Q: What percentage of people who have REM sleep behavior disorder (RBD) will go on to develop PD?

A: All people with RBD will eventually develop a neurologic disorder. It could be PD, or possibly a type of atypical parkinsonism such as multiple system atrophy (MSA) or Lewy body dementia (LBD).

Q: What types of patients do you (Dr. During) see in your clinic?

A: Dr. During sees patients with PD or other neurologic diseases who have trouble sleeping.

Q: I have dystonia. Is that because of my sleep issues or because of my PD?

A: It is unlikely to be because of your sleep issues. Dystonia is fairly common in PD, but other things can also cause it, so it is important to speak with your neurologist to see if further workup is needed.

Q: Have you found that the quality of melatonin pills is inconsistent?

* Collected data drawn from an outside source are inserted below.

PR #4870, opened 2020-04-12
pearpc, remove old bep file

Begasus:


Begasus:
Can't check if it actually works, so would be nice if someone could :)

CodeforEvolution:
I can confirm that this application builds on x86_gcc2 using the x86 secondary architecture. The program runs and is even able to open up a GUI window. However, the window stops redrawing as soon as you drag the window around, and keyboard input is not handled correctly. (F12 did not enable/disable the mouse as mentioned on the SDL interface)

A: Yes, that is sometimes the case. He recommends a couple brands that seem to be better quality: Nature Made and Naturelle. He also suggested the website Labdoor, which ranks various supplements and minerals according to the quality of their ingredients.

Q: I often crash around 2-3pm and feel like I can’t function anymore. What should I do? 

A: This is common and expected in PD, unfortunately, as well as those without PD! If you are able to nap for 20 minutes or less, do that on a regular basis. If you can’t nap without sleeping too long, instead try going outside and doing something active, like going for a walk. Sunlight and movement will help trigger your brain that it is not time to sleep. Chewing gum also signals to your brain that it is time to eat rather than sleep. And socializing with someone is another tactic that can help wake you up.

Q: Do we only dream during REM sleep?

A: No, we dream at other points during our sleep cycle. However, REM dreams are more complex and memorable. Studies indicate the dreams we remember were typically experienced during REM sleep.

Q: Does sleep position matter?

A: If you have sleep apnea, it is best for your breathing to sleep on your side, and worst to sleep on your back. For other conditions such as RBD, it does not matter what position you sleep in.